Initially I stumbled on this problem on TrueNAS12, but for debug purposes reproduced it on FreeBSD 12.0, 12.1, and 12.2, because TrueNAS uses FreeBSD as upstream/base OS.
I have setup an FreeBSD 12.x nfsv4 server requiring krb5i (note "i" - with integrity). Clients are Linux 5.8. Everything is joined to Active Directory and using aes256-cts-hmac-sha1-96 as cipher suite for kerberos.
If I run FreeBSD server inside VM on Intel Atom C3558 CPU, only small file transfers succeed. Files transfers over 200MB become increasingly unreliable: they either hang (server timeout) or terminate with input/output error. After network traffic ceases, gssd on server still has high CPU usage for a while. Server side logs do not contain anything related. This CPU has AES-NI and SHA support.

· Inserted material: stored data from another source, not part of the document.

PR #2629, opened 2022-12-01
Fix Linting Issues (redux)

theunrepentantgeek:

An update to the linting tools has made them overtly hostile to much of our documentation, due to the `gofmt` linter always using the latest version of the rules _despite_ the version of Go being used for the project.

Upgrading to `Go 1.19` means that `go fmt` is now able to automatically fix these problems.

gif

**If applicable**:


v2/tools/generator/internal/functions/resource_conversion_function.go
```diff
@@ -20,31 +20,30 @@ import (
...
+//	func (<receiver> <receiverType>) Convert<From|To>(hub conversion.Hub) error {
+//		source, ok := hub.(*<hub.Type>)
+//		if !ok {
+//			return fmt.Errorf("expected <hub.Type> but received %T instead", hub)
+//		}
+//		return <receiver>.AssignProperties<From|To><Type>(source)
+//	}
 //
-// Indirect conversion, multiple steps via an intermediate instance
+// # Indirect conversion, multiple steps via an intermediate instance
```
matthchr, line 31: I think you can remove the added `#` here and make it not have that. I had that show up in some go playground tests but fussing with the comment a bit got it to go away.

Feels like a gofmt bug to me...

matthchr (approved):
One small comment, LGTM otherwise

v2/tools/generator/internal/functions/resource_conversion_function.go
theunrepentantgeek: Fixed.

What I have tried to narrow the culprit down:
1) Downgrading the security to krb5 (no integrity, just auth) fixed the transfers and saturated gigabit link.
2) Disabling aesni module fixed the failing transfers with krb5i.
3) Patching aesni module (so that detection of CPU support for SHA always failed) also fixed the failing transfers even with aesni module loaded.
I reproduced this on AMD Ryzen 7 3800X CPU too, which also has SHA extensions. NFS transfers fail with krb5i, if aesni modules is loaded.
I tried running crypto tests from FreeBSD tests suite. They passed successfully.
One interesting thing is forcing sync on NFS mount on Linux client makes transfers succeed even with aesni module loaded on FreeBSD server, but at 2-3x lower speed (80-100MB/s vs 25MB/s). Normally Linux client piles the data in the memory until application closes/locks/flushes the file or there is no more memory, and only then client starts sending it to server.
If nfsd on FreeBSD is explicitly limited to single thread, i.e. rc.conf with:
nfs_server_flags="-t -n 1"
then transfers succeed with kr5i/krb5p and aesni module loaded even if linux client does not use sync mount option. If thread count is set to > 1, original problem reappears. Some sort of thread safety / locking issue in sha part of aesni module?
I am sorry for not replying earlier. I haven't got any email about update on this bug.
I tried patching aesni_cipher_setup() and leaving only
kt = is_fpu_kern_thread(0);
as per D28485, but it didn't help. Note, that I am on 12.2 and that line looked a bit different than in D28485, however I think idea behind it was the same anyways.